● **EXERCISE REQUIREMENTS**
Here are some records; return them all exactly.

● **DATA SUPPLIED**

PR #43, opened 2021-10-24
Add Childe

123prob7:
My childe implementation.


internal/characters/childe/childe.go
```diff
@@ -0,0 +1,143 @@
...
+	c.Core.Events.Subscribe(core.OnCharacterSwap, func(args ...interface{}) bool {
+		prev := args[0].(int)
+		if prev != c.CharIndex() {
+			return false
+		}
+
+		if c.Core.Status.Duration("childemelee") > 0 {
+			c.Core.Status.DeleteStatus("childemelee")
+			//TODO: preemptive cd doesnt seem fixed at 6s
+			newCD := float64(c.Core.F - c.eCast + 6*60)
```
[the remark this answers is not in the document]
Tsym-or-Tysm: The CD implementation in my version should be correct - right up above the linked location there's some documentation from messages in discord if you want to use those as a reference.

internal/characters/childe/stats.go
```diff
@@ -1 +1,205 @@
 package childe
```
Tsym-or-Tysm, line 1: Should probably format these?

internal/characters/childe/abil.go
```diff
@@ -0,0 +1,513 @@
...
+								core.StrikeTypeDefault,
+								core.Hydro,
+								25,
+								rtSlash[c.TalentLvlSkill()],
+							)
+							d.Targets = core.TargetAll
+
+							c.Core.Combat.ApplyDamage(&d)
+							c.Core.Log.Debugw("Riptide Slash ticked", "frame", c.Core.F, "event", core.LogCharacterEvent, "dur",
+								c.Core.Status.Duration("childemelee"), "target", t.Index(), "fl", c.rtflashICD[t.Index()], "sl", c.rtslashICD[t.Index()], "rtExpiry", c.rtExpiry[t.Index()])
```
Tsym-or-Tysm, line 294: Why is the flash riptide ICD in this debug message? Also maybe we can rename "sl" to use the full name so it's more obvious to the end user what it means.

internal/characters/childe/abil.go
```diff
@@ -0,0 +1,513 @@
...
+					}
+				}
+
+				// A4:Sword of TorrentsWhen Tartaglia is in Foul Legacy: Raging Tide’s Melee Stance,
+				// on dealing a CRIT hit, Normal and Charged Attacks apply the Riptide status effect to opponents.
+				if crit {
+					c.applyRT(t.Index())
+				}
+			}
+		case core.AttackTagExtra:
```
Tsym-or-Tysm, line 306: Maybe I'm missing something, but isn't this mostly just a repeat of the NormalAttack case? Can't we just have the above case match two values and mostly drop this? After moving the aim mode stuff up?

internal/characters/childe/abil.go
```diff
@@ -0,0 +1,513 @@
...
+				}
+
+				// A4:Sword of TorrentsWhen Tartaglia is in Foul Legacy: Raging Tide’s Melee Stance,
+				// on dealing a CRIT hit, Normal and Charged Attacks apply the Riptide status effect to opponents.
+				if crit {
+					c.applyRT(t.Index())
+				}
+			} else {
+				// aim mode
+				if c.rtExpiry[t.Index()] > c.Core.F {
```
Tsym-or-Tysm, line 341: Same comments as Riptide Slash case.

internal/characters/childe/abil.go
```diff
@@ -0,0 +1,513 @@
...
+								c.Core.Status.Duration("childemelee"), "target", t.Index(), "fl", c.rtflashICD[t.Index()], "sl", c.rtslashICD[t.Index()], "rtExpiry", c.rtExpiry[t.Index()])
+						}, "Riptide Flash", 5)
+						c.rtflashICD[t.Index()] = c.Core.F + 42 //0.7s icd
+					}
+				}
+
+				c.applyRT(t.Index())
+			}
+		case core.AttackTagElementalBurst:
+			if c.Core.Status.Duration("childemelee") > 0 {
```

● **EXERCISE RESPONSE**
PR #43, opened 2021-10-24
Add Childe

123prob7:
My childe implementation.


internal/characters/childe/childe.go
```diff
@@ -0,0 +1,143 @@
...
+	c.Core.Events.Subscribe(core.OnCharacterSwap, func(args ...interface{}) bool {
+		prev := args[0].(int)
+		if prev != c.CharIndex() {
+			return false
+		}
+
+		if c.Core.Status.Duration("childemelee") > 0 {
+			c.Core.Status.DeleteStatus("childemelee")
+			//TODO: preemptive cd doesnt seem fixed at 6s
+			newCD := float64(c.Core.F - c.eCast + 6*60)
```
[the remark this answers is not in the document]
Tsym-or-Tysm: The CD implementation in my version should be correct - right up above the linked location there's some documentation from messages in discord if you want to use those as a reference.

internal/characters/childe/stats.go
```diff
@@ -1 +1,205 @@
 package childe
```
Tsym-or-Tysm, line 1: Should probably format these?

internal/characters/childe/abil.go
```diff
@@ -0,0 +1,513 @@
...
+								core.StrikeTypeDefault,
+								core.Hydro,
+								25,
+								rtSlash[c.TalentLvlSkill()],
+							)
+							d.Targets = core.TargetAll
+
+							c.Core.Combat.ApplyDamage(&d)
+							c.Core.Log.Debugw("Riptide Slash ticked", "frame", c.Core.F, "event", core.LogCharacterEvent, "dur",
+								c.Core.Status.Duration("childemelee"), "target", t.Index(), "fl", c.rtflashICD[t.Index()], "sl", c.rtslashICD[t.Index()], "rtExpiry", c.rtExpiry[t.Index()])
```
Tsym-or-Tysm, line 294: Why is the flash riptide ICD in this debug message? Also maybe we can rename "sl" to use the full name so it's more obvious to the end user what it means.

internal/characters/childe/abil.go
```diff
@@ -0,0 +1,513 @@
...
+					}
+				}
+
+				// A4:Sword of TorrentsWhen Tartaglia is in Foul Legacy: Raging Tide’s Melee Stance,
+				// on dealing a CRIT hit, Normal and Charged Attacks apply the Riptide status effect to opponents.
+				if crit {
+					c.applyRT(t.Index())
+				}
+			}
+		case core.AttackTagExtra:
```
Tsym-or-Tysm, line 306: Maybe I'm missing something, but isn't this mostly just a repeat of the NormalAttack case? Can't we just have the above case match two values and mostly drop this? After moving the aim mode stuff up?

internal/characters/childe/abil.go
```diff
@@ -0,0 +1,513 @@
...
+				}
+
+				// A4:Sword of TorrentsWhen Tartaglia is in Foul Legacy: Raging Tide’s Melee Stance,
+				// on dealing a CRIT hit, Normal and Charged Attacks apply the Riptide status effect to opponents.
+				if crit {
+					c.applyRT(t.Index())
+				}
+			} else {
+				// aim mode
+				if c.rtExpiry[t.Index()] > c.Core.F {
```
Tsym-or-Tysm, line 341: Same comments as Riptide Slash case.

internal/characters/childe/abil.go
```diff
@@ -0,0 +1,513 @@
...
+								c.Core.Status.Duration("childemelee"), "target", t.Index(), "fl", c.rtflashICD[t.Index()], "sl", c.rtslashICD[t.Index()], "rtExpiry", c.rtExpiry[t.Index()])
+						}, "Riptide Flash", 5)
+						c.rtflashICD[t.Index()] = c.Core.F + 42 //0.7s icd
+					}
+				}
+
+				c.applyRT(t.Index())
+			}
+		case core.AttackTagElementalBurst:
+			if c.Core.Status.Duration("childemelee") > 0 {
```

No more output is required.